先在此谢您。”
“密疏建储之事,您勿要再做打算了。皇父病中,犹奏章不离手,朝政时时在心,已极忧疲,此事骤闻此事,岂不更为忧烦?皇父对大人一直极为信赖,认为您品性过人,操守高洁,是宗亲中少有的明理守正之人,皇父对您信重至此,您在此时违背皇父心意,再提议储之事,岂不更伤皇父之心?望您三思。”
雍亲王说得情真意切,并放低身段,以晚辈身份客气礼貌相待。
老大人面露难色:“但……奴才心中,实在不敢放下此事。正如您所说,万岁爷身体已不复从前,万一……突然而来,国无根基,岂不使朝廷动荡?”

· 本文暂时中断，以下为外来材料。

PR #4588, opened 2017-10-08
add more required libs

sizeofvoid:


chfast:
They are not needed to be installed in the system.

sizeofvoid:
I'm confused, why do you difine the following in your `CMakeLists.txt`?
```
find_package(Boost REQUIRED filesystem system thread)
find_package(jsoncpp CONFIG REQUIRED)
...
```

chfast:
They are downloaded and built by Hunter package manager. You don't have to install them in the system.

PR #4988, opened 2018-04-27
 Dynamicaly load EVMC VM provided by --vm <path>

chfast:
This extends `--vm` option to accept also paths to shared libraries with EVMC VMs. E.g. `--vm libhera.so`.
I wanted separate loading plugins from selecting a VM, but program_options makes it super hard to do. So this is much simpler variant, but might be good enough.

Some code cleanups are possible.

### DIFF
--- a/libevm/VMFactory.cpp
+++ b/libevm/VMFactory.cpp
@@ -62,28 +62,22 @@ VMKindTableEntry vmKindsTable[] = {
     {VMKind::Hera, "hera"},
 #endif
 };
-}
 
-void validate(boost::any& v, const std::vector<std::string>& values, VMKind* /* target_type */, int)
+void setVMKind(const std::string& name)
 {
-    // Make sure no previous assignment to 'v' was made.
-    po::validators::check_first_occurrence(v);
-
-    // Extract the first string from 'values'. If there is more than
-    // one string, it's an error, and exception will be thrown.
-    const std::string& s = po::validators::get_single_string(values);
-
     for (auto& entry : vmKindsTable)
     {
         // Try to find a match in the table of VMs.
-        if (s == entry.name)
+        if (name == entry.name)
         {
-            v = entry.kind;
+            g_kind = entry.kind;
             return;
         }
     }
 
-    throw po::validation_error(po::validation_error::invalid_option_value);
+    BOOST_THROW_EXCEPTION(
+        po::validation_error(po::validation_error::invalid_option_value, "vm", name, 1));
+}
 }
 
 namespace
@@ -137,10 +131,10 @@ po::options_description vmProgramOptions(unsigned _lineLength)
     auto add = opts.add_options();
 
     add("vm",
-        po::value<VMKind>()
+        po::value<std::string>()
             ->value_name("<name>")
-            ->default_value(VMKind::Legacy, "legacy")
-            ->notifier(VMFactory::setKind),
+            ->default_value("legacy")
+            ->notifier(setVMKind),
         description.data());
 
     add(c_evmcPrefix,
--- a/libevm/VMFactory.cpp
+++ b/libevm/VMFactory.cpp
@@ -20,6 +20,9 @@
 #include "LegacyVM.h"
 #include "interpreter.h"
 
+#include <boost/dll.hpp>
+#include <boost/filesystem.hpp>
+
 #if ETH_EVMJIT
 #include <evmjit.h>
 #endif
@@ -28,7 +31,11 @@
 #include <hera.h>
 #endif
 
+namespace dll = boost::dll;
+namespace fs = boost::filesystem;
 namespace po = boost::program_options;
+
+using evmc_create_fn = evmc_instance*();
 
 namespace dev
 {
@@ -37,6 +44,7 @@ namespace eth
 namespace
 {
 auto g_kind = VMKind::Legacy;
+fs::path g_dllPath;
 
 /// A helper type to build the tabled of VM implementations.
 ///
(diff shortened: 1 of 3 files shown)


libevm/VMFactory.cpp
```diff
@@ -63,6 +71,27 @@ VMKindTableEntry vmKindsTable[] = {
 #endif
 };
 
+evmc_instance* createDllEVMC(const fs::path path)
+{
+    static auto createFn = [&] {
+        auto symbols = dll::library_info{path}.symbols();
+        auto it = std::find_if(symbols.begin(), symbols.end(),
+            [](const std::string& symbol) { return symbol.find("evmc_create_") == 0; });
```
axic: Will this stop on the first match?

Should this rather throw an error if there are multiple matches? (So it is consistent with what's loaded.)

chfast: Yes, it stops. To be consistent with what?
I would keep it simple. Still you don't have any guarantees that the function will be ABI compatible and everything will not explode.

axic: If there are two symbols with the `evmc_create_` prefix is it consistent which one will be picked up across platforms? However, if there are multiple matches I'd rather just bail out.

libevm/VMFactory.cpp
```diff
@@ -62,28 +70,49 @@ VMKindTableEntry vmKindsTable[] = {
     {VMKind::Hera, "hera"},
 #endif
 };
-}
 
-void validate(boost::any& v, const std::vector<std::string>& values, VMKind* /* target_type */, int)
+evmc_instance* createDllEVMC(const fs::path path)
```
gumb0: Better pass path by reference

gumb0: Also `_path`

libevm/VMFactory.cpp
```diff
@@ -62,28 +70,49 @@ VMKindTableEntry vmKindsTable[] = {
...
+        return dll::import<evmc_create_fn>(path, *it);
+    }();
 
-    // Extract the first string from 'values'. If there is more than
-    // one string, it's an error, and exception will be thrown.
-    const std::string& s = po::validators::get_single_string(values);
+    return createFn();
+}
 
+void setVMKind(const std::string& name)
```
gumb0: `std::string const& _name`

libevm/VMFactory.cpp
```diff
@@ -28,15 +31,20 @@
...
 
+using evmc_create_fn = evmc_instance*();
+
 namespace dev
 {
 namespace eth
 {
 namespace
 {
 auto g_kind = VMKind::Legacy;
```
gumb0: logically these two globals should be private static members of `VMFactory`

libevm/VMFactory.cpp
```diff
@@ -137,10 +166,10 @@ po::options_description vmProgramOptions(unsigned _lineLength)
...
 
     add("vm",
-        po::value<VMKind>()
-            ->value_name("<name>")
-            ->default_value(VMKind::Legacy, "legacy")
-            ->notifier(VMFactory::setKind),
+        po::value<std::string>()
+            ->value_name("<name>|<path>")
+            ->default_value("legacy")
+            ->notifier(setVMKind),
```
gumb0: Remove `VMFactory::setKind` f it's not used anymore

libevm/VMFactory.cpp
```diff
@@ -62,28 +70,49 @@ VMKindTableEntry vmKindsTable[] = {
...
 #endif
 };
-}
 
-void validate(boost::any& v, const std::vector<std::string>& values, VMKind* /* target_type */, int)
+evmc_instance* createDllEVMC(const fs::path path)
 {
-    // Make sure no previous assignment to 'v' was made.
-    po::validators::check_first_occurrence(v);
+    static auto createFn = [&] {
```
gumb0: I'd capture only `path&` explicitly

libevm/VMFactory.cpp
chfast: This is public API, but not used now. I will remove it because not thread-safe.

libevm/VMFactory.cpp
chfast: True, but then I will have to expose them in the header file. I prefer not to. However, not sure if the prefix should be `s_` or `g_` :)

gumb0: here `g_`; `s_` is for local statics

libevm/VMFactory.cpp
chfast: Addressed.

libevm/VMFactory.cpp
chfast: Removed.

chfast:
I have rewritten it a bit. Now we load the DLL when processing `--vm` option and pointer to EVMC create function (and I believe also DLL handle) is kept as `boost::function` object.

libevm/VMFactory.cpp
```diff
@@ -62,29 +75,58 @@ VMKindTableEntry vmKindsTable[] = {
...
+        if (_name == entry.name)
         {
-            v = entry.kind;
+            g_kind = entry.kind;
             return;
         }
     }
 
-    throw po::validation_error(po::validation_error::invalid_option_value);
+    // The name does not match any built-in VM, try to use it as a path to load a DLL VM.
```
gumb0: If you'd put the rest of the function into separate function, `setVMKind` itself would be simple and this comment might be not needed

chfast: I was thinking the same so let's do it.

libevm/VMFactory.cpp
axic: Thanks!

“此话万不可提!”雍亲王骤然严肃,厉声道,老大人摇头,“此言绝无诅咒万岁爷之意,只是要叫王爷您明白,如今不做准备,于江山百姓都是祸事。”
“大人能思及此,以汗阿玛之深谋远虑,又怎会预想不到?”雍亲王严肃道,“况且,汗阿玛的身体,太医也言,只需仔细调理,即可无恙,您屡发此言,胤禛知道您无威胁蛊惑人心之意,若叫外人闻得,却以为如何?”
火焰已将密疏焚烧成灰烬,雍亲王亲自将灰烬泼进窗边花盆内,转身肃容对老大人道:“今日之事,从此休提,您若真心为国为民而虑,请相信汗阿玛圣明独断,绝无疏漏;您若为人指使,是为陷害我而来,请您回去带我一问,兄弟之间,落得如此勾心斗角,狠毒算计的境地,哪怕赢得最终一局,做到那个位子上,又真能心安吗?曹子建的事,咱们幼时都是念过的,彼时是何等的感慨惋惜,可曾料到有今日?”
他说到动情处,眼角似乎有泪,侧首避开道:“请您谅解我失礼,不能远送了,大人请吧。”
老大人听他这一番话,似震惊又是动容,嗫嚅半晌,最终无言,只对他深深一礼。
雍亲王长长一叹,唤人入内,送他离开。
书房门悄然关闭,他看向隔着窗,看着老大人在太监的带领下走出院门,方重重坐在太师椅上,闭眼长出一口气。
宋满慢慢给自己添了一碗茶,捧在手上定了定神。
雍亲王最后那番话说出来,她就知道,雍亲王认为这人八成是康熙派来的。
当然,如果是其他人派来的,他说这番话也不算错,这张牌打得可进可退,挑不出毛病。
这被抛出来的诱饵着实诱人——主要是来抛诱饵的人,可信度高、说的话也恰到好处。